In order to reach Natales the sailor has to pass through the Andes, and as I mentioned in our previous article, the contrast between the worlds which lie on either side of these mountains is startling. After having spent many months crawling along beneath snow-capped peaks and in narrow rain-swept fiords Mollymawk was swirled through the portal of the Kirke Narrows and we found ourselves on a broad lake surrounded by flat brown plains.
I felt that we had stepped out of Narnia and stumbled into the wardrobe, but Caesar put it more prosaically: “So, we’re back in Argentina,” he said.
Throughout most of their length the Andes are, indeed, the almost impregnable frontier between these two nations, and I’m not quite sure how Chile managed to get hold of this patch on the ‘wrong’ side of the fence. Geographically, it’s part of the same vast, semi-arid wasteland that we glimpsed from the opposite shore at Puerto Deseado and Caleta Horno.

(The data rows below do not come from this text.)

PR #2681, opened 2023-10-16
chore: update deafult mempool size to match ttl and block size

evan-forbes:
## Overview

The default mempool size should match that of the default TTL and block size.

## Checklist

### DIFF
--- a/app/default_overrides.go
+++ b/app/default_overrides.go
@@ -225,6 +225,7 @@ func DefaultConsensusConfig() *tmcfg.Config {
 	// version. This acts as a first line of DoS protection
 	upperBoundBytes := appconsts.DefaultSquareSizeUpperBound * appconsts.DefaultSquareSizeUpperBound * appconsts.ContinuationSparseShareContentSize
 	cfg.Mempool.MaxTxBytes = upperBoundBytes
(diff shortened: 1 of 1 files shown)


rootulp (dismissed):

app/default_overrides.go
```diff
@@ -225,6 +225,7 @@ func DefaultConsensusConfig() *tmcfg.Config {
 	// version. This acts as a first line of DoS protection
 	upperBoundBytes := appconsts.DefaultSquareSizeUpperBound * appconsts.DefaultSquareSizeUpperBound * appconsts.ContinuationSparseShareContentSize
 	cfg.Mempool.MaxTxBytes = upperBoundBytes
+	cfg.Mempool.MaxTxsBytes = appconsts.DefaultMaxBytes * cfg.Mempool.TTLNumBlocks
```
cmwaters, line 228: nit: I think this should probably be the upper bound not the governance upper bound. Reason is if we go from 2MB to 8MB then 10MB can only hold enough for a single block

evan-forbes: makes sense https://github.com/celestiaorg/celestia-app/pull/2681/commits/aff35667f73f03fd7141b79265d64923c2e3b49a

cmwaters (approved):

rootulp (approved):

According to the geology books, during the last ice age this whole region was under glaciers, and it was the weight of the ice which cause the depression which is now the lake – or, as it is properly known, the Golfo Almirante Montt. At one time the gulf was deeper than it now is, and it was separated from the fiords on the far side of the mountains. Then an earthquake ruptured a weak, low point in the ridge, creating the Narrows.

The town of Puerto Natales lies on the far side of the broad lake. Immediately behind the town stands a hill so big that it would rank as a mountain if one hadn’t just come from that fantasy-land of jagged, ice-capped peaks. The hill is called Dorotea, and it was christened by the same chap who gave us the name of the town – but we’ll talk about him another day.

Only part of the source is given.